Cerebras Systems is now serving Moonshot AI’s Kimi K2.6, a 1-trillion-parameter open-weight Mixture-of-Experts model, at 981 output tokens per second. That number, verified by independent testing from Artificial Analysis, represents 6.7 times the speed of the next-best GPU cloud provider.
For context, the median inference provider clocks in at roughly 23 times slower.
What the numbers actually look like in practice
On a representative agentic coding workload, with 10,000 input tokens and 500 output tokens, the Cerebras-powered setup delivered a complete response in 5.6 seconds.
The same task on the official Kimi endpoint took 163.7 seconds. That’s a 29x improvement in end-to-end latency.
The Kimi K2.6 model itself is worth understanding. Developed by Moonshot AI and released on April 20, 2026, it features multimodal and agentic capabilities. While the total parameter count reaches 1 trillion, only 32 billion parameters are activated at any given time, thanks to the MoE architecture.

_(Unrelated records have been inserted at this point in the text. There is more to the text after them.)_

PR #583, opened 2019-02-09
Try harder in storageImageDestination.TryReusingBlob

mtrmac:
Because a `storage.Layer` only records a single `CompressedDigest` and `CompressedSize`, we may need to depend on the `BlobInfoCache`.

In that case, `TryReusingBlob` currently returns correct data about the uncompressed blob, causing the manifest ultimately sent to `PutManifest` to be updated, and potentially breaking digest references, or disabling the reuse if manifest updates are forbidden.

The extra information necessary to avoid the manifest update is just the compressed layer size, and with non-schema1 manifests that size is a part of the manifest and provided by the caller; so, we can
just return the caller's `BlobInfo` unmodified.

To make this work, `Commit` also needs to be updated to call `LayersByUncompressedDigest` on a `diffID` recorded in `blobDiffIDs` because the kinds of layers we are discussing here can't be found by `LayersByCompressedDigest`.

### DIFF
--- a/storage/storage_image.go
+++ b/storage/storage_image.go
@@ -491,14 +491,21 @@ func (s *storageImageDestination) TryReusingBlob(ctx context.Context, blobinfo t
 
 	// Does the blob correspond to a known DiffID which we already have available?
 	// Because we must return the size, which is unknown for unavailable compressed blobs, the returned BlobInfo refers to the
-	// uncompressed layer, and that can happen only if canSubstitute.
-	if canSubstitute {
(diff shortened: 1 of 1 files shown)


mtrmac:
@nalind RFC; #573 sets `!canUpdateManifest` in more cases, reducing the blob reuse opportunities on pull, but this should restore the previous possibilities for schema2 and OCI manifests.

rhatdan:
@nalind @mtrmac @vrothberg What is the latest on this PR, Can we get it rebased and merged?

mtrmac:
@nalind (@vrothberg ) PTAL.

Why wafer-scale architecture changes the math
Cerebras’s core technology is the Wafer-Scale Engine, a chip that is an entire silicon wafer. Traditional chips are cut from wafers into small individual dies. Cerebras skips the cutting part and uses the whole thing.
Cerebras claims over 200 times the bandwidth of NVIDIA’s NVLink, the interconnect technology that links GPUs together in data center clusters. When running inference on large models, the bottleneck is almost always memory bandwidth, not raw compute. Weights need to be read from memory and fed to processors for every single token generated.

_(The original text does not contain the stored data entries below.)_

PR #584, opened 2019-02-11
Fallback to v2s2 if OCI manifest upload fails on ECR

markmc:
Uploading a spec-compliant OCI manifest which contains no top-level media type fails on AWS ECR with an Unsupported error code and  an 'Invalid JSON syntax' error message.

As suggested in containers/libpod#1719 catch this case as an invalid manifest error so that we automatically fallback to other accepted media types in copyOneImage().


mtrmac:
LGTM. Thanks!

The business context: a freshly public company with something to prove
Cerebras completed its IPO in May 2026 at a valuation of $95 billion, making it the largest tech IPO of the year.

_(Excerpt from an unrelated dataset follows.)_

PR #586, opened 2019-02-18
Fix progress bar cleanup, and other small cleanups

mtrmac:
Primarily, this fixes the `.Wait` call in `copyUpdatedConfigAndManifest`, terminating the pool before all its possible uses, by using several shorter-lived pools.  Also ensures that the pools are always cleaned up, and other small cleanups.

The 981 tokens-per-second result is the most concrete evidence yet that the speed half of that thesis holds up. Cerebras hasn’t published detailed pricing comparisons alongside this benchmark.
By serving one of the most prominent open-weight models from a leading Chinese AI lab, Cerebras is demonstrating that its hardware can handle the models that developers actually want to use.